In response to public health and safety concerns about the appropriateness of decontaminating certain respirators, the agency is reissuing certain emergency use authorizations (EUAs) to specify which respirators are appropriate for decontamination. Based on the FDA’s increased understanding of the performance and design of these respirators, the FDA has decided that certain respirators should not be decontaminated for reuse by health care personnel. For example, the FDA has learned from the Centers for Disease Control and Prevention's (CDC) National Institute for Occupational Safety and Health (NIOSH) testing that authorized respirators manufactured in China may vary in their design and performance. As such, the FDA has determined that the available information does not support the decontamination of these respirators and has accordingly revised the relevant EUAs. In addition, the FDA is also revising relevant EUAs to no longer authorize decontamination or reuse of respirators that have exhalation valves.


“During this unprecedented global pandemic, the FDA continues to provide flexibility and adapt to the evolving needs of Americans based on data and science. We are committed to carefully evaluating available information and will continue to take action when there is a need to do so to protect the public health,” said Anand Shah, M.D., FDA Deputy Commissioner for Medical and Scientific Affairs. “While we continue to support efforts to meet the urgent need for respirators, we are also doing everything in our authority to ensure health care personnel are adequately protected. As part of those efforts, we are announcing that we have revised and reissued a number of EUAs to amend which respirators are authorized to be decontaminated.”

Among other things, the FDA has reissued the EUAs for:

  • Non-NIOSH-Approved Disposable Filtering Facepiece Respirators Manufactured in China by revising the Scope of Authorization such that authorized respirators listed in Appendix A will no longer be authorized if decontaminated.

  • Multiple decontamination systems so that they 1) are no longer authorized to decontaminate respirators manufactured in China, where applicable, and 2) only authorize decontamination of non-cellulose respirators that do not have an exhalation valve that are either authorized in the NIOSH-Approved Air Purifying Respirators for Use in Health Care Settings During Response to the COVID-19 Public Health Emergency EUA or that are authorized and identified in Exhibit 1 of the EUA for Imported, Non-NIOSH-Approved Disposable Filtering Facepiece Respirators to be decontaminated.

According to CDC’s recommendations, decontaminated respirators should only be used when new FDA-cleared N95 respirators, NIOSH-approved N95 respirators, or other FDA authorized respirators are not available. The decontamination systems are only authorized to decontaminate non-cellulose compatible N95 respirators. As such, health care personnel should not reuse a respirator that is incompatible with an authorized decontamination system but has nonetheless been decontaminated. Users of any respirator (whether or not decontaminated) should always assess for proper fit after placement. Respirators with poor fit, visible soiling, or damage should not be used.

The FDA continues to be vigilant and take prompt action on imported, non-NIOSH-approved respirators to ensure health care personnel receive adequate protection.

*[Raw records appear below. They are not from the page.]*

PR #532, opened 2025-04-16
Add doc validation

ziakhan04:
Reviewer: @lickem22 
Estimate: 1 - 2 hours

---

## Ticket

Fixes: [TICKET](https://idinsight.atlassian.net/browse/AAQ-911)

## Description
I have added front-end and backend functionality to allow for card validation and archiving once cards have been uploaded.

### Goal
After cards have been uploaded, don't automatically make them available for search or on the UI. Instead, Push users to validate / archive cards before they appear in search or UI.

### Changes
- Added 2 columns to the DB content table - is_validated (used) and is_active (not used but can be useful in the future. It summarizes the status of each content and whether it will show up for search or not. We should use this but the refactor would have been way out of scope of ticket)
- Added a few backend routes - validate cards, get count of unvalidated cards, get next unvalidated card to allow for front-end stuff to work
- Made changes to a bunch of content page components
- Created new api calls in the front-end and also made tanstack wrappers for some existing api calls to make things simpler (they don't affect existing functionality. Only improves stuff in my ticket). Can refactor things in the future if needed.

### Future Tasks (optional)
- Write tests for the new api endpoints
- Use is_active in the backend to track content card status
- Modify the content card fetch function to use react query format to make things simpler and easier to manage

For instance, the FDA is also reissuing the two EUAs covering imported respirators by tightening criteria in the Non-NIOSH-Approved Disposable Filtering Facepiece Respirators Manufactured in China as well as in the Imported, Non-NIOSH-Approved Disposable Filtering Facepiece Respirators tonot only include new language related to decontamination as noted above, but also to revise the Scope of Authorization with respect to which jurisdictions are included in the criteria for eligibility in both EUAs, among other revisions.

The FDA, an agency within the U.S. Department of Health and Human Services, protects the public health by assuring the safety, effectiveness, and security of human and veterinary drugs, vaccines and other biological products for human use, and medical devices. The agency also is responsible for the safety and security of our nation’s food supply, cosmetics, dietary supplements, products that give off electronic radiation, and for regulating tobacco products.